▶ **INPUT MATERIAL**
PR #1531, opened 2018-12-19
Add CreateBroker helper for integration tests

AartiKriplani:
As the [comment](https://github.com/cloudfoundry/cli/pull/1479#discussion_r230159207) of the `cf marketplace` review suggests we could re-use this method in a few places.

More details in [this story](https://www.pivotaltracker.com/story/show/161672768)

Aarti & @ablease ,
On behalf of SAPI-team


AartiKriplani:
Would be nice to merge this first, so we can adapt the other PRs to use this helper

PR #1532, opened 2018-12-19
Extract composite actor for service access

nmaslarski:
During refactoring of the service-access command from v1 to v2, the
function call chain under `GetServiceBrokerSummaries` was calling many
other public and private methods on the actor. This was making testing
extremely painful, as tests became integration-like, with lots of cloud
controller client behaviour being faked far away from the method under
test.

This commit attempts to extract a composite actor, that can take the
existing actor to satisfy required dependencies e.g. fetching
organizations and services with plans, and in tests can be faked
independently.

Best,
@williammartin @AartiKriplani  @nmaslarski 
on Behalf of SAPI Team


actor/v2action/composite/service_broker_summary.go
```diff
@@ -0,0 +1,113 @@
...
+func (w *ServiceBrokerSummaryCompositeActor) GetServiceBrokerSummaries(broker string, service string, organization string) ([]v2action.ServiceBrokerSummary, v2action.Warnings, error) {
+	var filters []ccv2.Filter
+	if broker != "" {
+		filters = append(filters, ccv2.Filter{
+			Type:     constant.NameFilter,
+			Operator: constant.EqualOperator,
+			Values:   []string{broker},
+		})
+	}
+	brokers, ccWarnings, brokersErr := w.CloudControllerClient.GetServiceBrokers(filters...)
```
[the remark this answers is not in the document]
henryaj: Hi @willmurphyscode - this should be resolved as of our latest commit. Let me know if you have any questions.

actor/v2action/composite/service_broker_summary.go
```diff
@@ -0,0 +1,138 @@
+package composite
+
+import (
+	"code.cloudfoundry.org/cli/actor/v2action"
+)
+
+//go:generate counterfeiter . ServiceActor
```
jenspinney: Please add an extra newline after `//go:generate` so that it doesn't show up in GoDoc.

command/v6/service_access_command.go
```diff
@@ -6,14 +6,14 @@ import (
...
 	"code.cloudfoundry.org/cli/actor/v2action"
+	"code.cloudfoundry.org/cli/actor/v2action/composite"
 	"code.cloudfoundry.org/cli/command"
 	"code.cloudfoundry.org/cli/command/translatableerror"
 	"code.cloudfoundry.org/cli/command/v6/shared"
 	"code.cloudfoundry.org/cli/util/sorting"
 )
 
 //go:generate counterfeiter . ServiceAccessActor
-
```
jenspinney: Please undo removal of the newline (for GoDoc).

actor/v2action/composite/service_broker_summary.go
jenspinney: Wow that was quick :)

williammartin: These are not the droids you're looking for

PR #1536, opened 2019-01-03
Handle scenarios of extra org level visibility objects for `enable-service-access` cmd

AartiKriplani:
1. Disable on org level first (i.e. delete the service plan visibility, if any), when enabling service for all orgs
2. Do not enable on org level ((i.e. no new service plan visibility), when the plan is already public

[finishes #162747373]

More details can be found [here].(https://www.pivotaltracker.com/n/projects/2105761/stories/162747373)

-Aarti
On behalf of SAPI team

### DIFF
--- a/actor/v2action/service_access.go
+++ b/actor/v2action/service_access.go
@@ -16,8 +16,14 @@ func (actor Actor) EnableServiceForAllOrgs(serviceName, brokerName string) (Warn
 	}
 
 	for _, plan := range servicePlans {
-		warnings, err := actor.CloudControllerClient.UpdateServicePlan(plan.GUID, true)
+		warnings, err := actor.removeOrgLevelServicePlanVisibilities(plan.GUID, "")
 		allWarnings = append(allWarnings, warnings...)
+		if err != nil {
+			return allWarnings, err
+		}
+
+		ccv2Warnings, err := actor.CloudControllerClient.UpdateServicePlan(plan.GUID, true)
+		allWarnings = append(allWarnings, ccv2Warnings...)
 		if err != nil {
 			return allWarnings, err
 		}
@@ -66,10 +72,12 @@ func (actor Actor) EnableServiceForOrg(serviceName, orgName, brokerName string) 
 	}
 
 	for _, plan := range servicePlans {
-		_, warnings, err := actor.CloudControllerClient.CreateServicePlanVisibility(plan.GUID, org.GUID)
-		allWarnings = append(allWarnings, warnings...)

▶ **WHAT IS NEEDED**
Every single entry is to be retyped exactly.

▶ **TASK RESPONSE**
PR #1531, opened 2018-12-19
Add CreateBroker helper for integration tests

AartiKriplani:
As the [comment](https://github.com/cloudfoundry/cli/pull/1479#discussion_r230159207) of the `cf marketplace` review suggests we could re-use this method in a few places.

More details in [this story](https://www.pivotaltracker.com/story/show/161672768)

Aarti & @ablease ,
On behalf of SAPI-team


AartiKriplani:
Would be nice to merge this first, so we can adapt the other PRs to use this helper

PR #1532, opened 2018-12-19
Extract composite actor for service access

nmaslarski:
During refactoring of the service-access command from v1 to v2, the
function call chain under `GetServiceBrokerSummaries` was calling many
other public and private methods on the actor. This was making testing
extremely painful, as tests became integration-like, with lots of cloud
controller client behaviour being faked far away from the method under
test.

This commit attempts to extract a composite actor, that can take the
existing actor to satisfy required dependencies e.g. fetching
organizations and services with plans, and in tests can be faked
independently.

Best,
@williammartin @AartiKriplani  @nmaslarski 
on Behalf of SAPI Team


actor/v2action/composite/service_broker_summary.go
```diff
@@ -0,0 +1,113 @@
...
+func (w *ServiceBrokerSummaryCompositeActor) GetServiceBrokerSummaries(broker string, service string, organization string) ([]v2action.ServiceBrokerSummary, v2action.Warnings, error) {
+	var filters []ccv2.Filter
+	if broker != "" {
+		filters = append(filters, ccv2.Filter{
+			Type:     constant.NameFilter,
+			Operator: constant.EqualOperator,
+			Values:   []string{broker},
+		})
+	}
+	brokers, ccWarnings, brokersErr := w.CloudControllerClient.GetServiceBrokers(filters...)
```
[the remark this answers is not in the document]
henryaj: Hi @willmurphyscode - this should be resolved as of our latest commit. Let me know if you have any questions.

actor/v2action/composite/service_broker_summary.go
```diff
@@ -0,0 +1,138 @@
+package composite
+
+import (
+	"code.cloudfoundry.org/cli/actor/v2action"
+)
+
+//go:generate counterfeiter . ServiceActor
```
jenspinney: Please add an extra newline after `//go:generate` so that it doesn't show up in GoDoc.

command/v6/service_access_command.go
```diff
@@ -6,14 +6,14 @@ import (
...
 	"code.cloudfoundry.org/cli/actor/v2action"
+	"code.cloudfoundry.org/cli/actor/v2action/composite"
 	"code.cloudfoundry.org/cli/command"
 	"code.cloudfoundry.org/cli/command/translatableerror"
 	"code.cloudfoundry.org/cli/command/v6/shared"
 	"code.cloudfoundry.org/cli/util/sorting"
 )
 
 //go:generate counterfeiter . ServiceAccessActor
-
```
jenspinney: Please undo removal of the newline (for GoDoc).

actor/v2action/composite/service_broker_summary.go
jenspinney: Wow that was quick :)

williammartin: These are not the droids you're looking for

PR #1536, opened 2019-01-03
Handle scenarios of extra org level visibility objects for `enable-service-access` cmd

AartiKriplani:
1. Disable on org level first (i.e. delete the service plan visibility, if any), when enabling service for all orgs
2. Do not enable on org level ((i.e. no new service plan visibility), when the plan is already public

[finishes #162747373]

More details can be found [here].(https://www.pivotaltracker.com/n/projects/2105761/stories/162747373)

-Aarti
On behalf of SAPI team

### DIFF
--- a/actor/v2action/service_access.go
+++ b/actor/v2action/service_access.go
@@ -16,8 +16,14 @@ func (actor Actor) EnableServiceForAllOrgs(serviceName, brokerName string) (Warn
 	}
 
 	for _, plan := range servicePlans {
-		warnings, err := actor.CloudControllerClient.UpdateServicePlan(plan.GUID, true)
+		warnings, err := actor.removeOrgLevelServicePlanVisibilities(plan.GUID, "")
 		allWarnings = append(allWarnings, warnings...)
+		if err != nil {
+			return allWarnings, err
+		}
+
+		ccv2Warnings, err := actor.CloudControllerClient.UpdateServicePlan(plan.GUID, true)
+		allWarnings = append(allWarnings, ccv2Warnings...)
 		if err != nil {
 			return allWarnings, err
 		}
@@ -66,10 +72,12 @@ func (actor Actor) EnableServiceForOrg(serviceName, orgName, brokerName string) 
 	}
 
 	for _, plan := range servicePlans {
-		_, warnings, err := actor.CloudControllerClient.CreateServicePlanVisibility(plan.GUID, org.GUID)
-		allWarnings = append(allWarnings, warnings...)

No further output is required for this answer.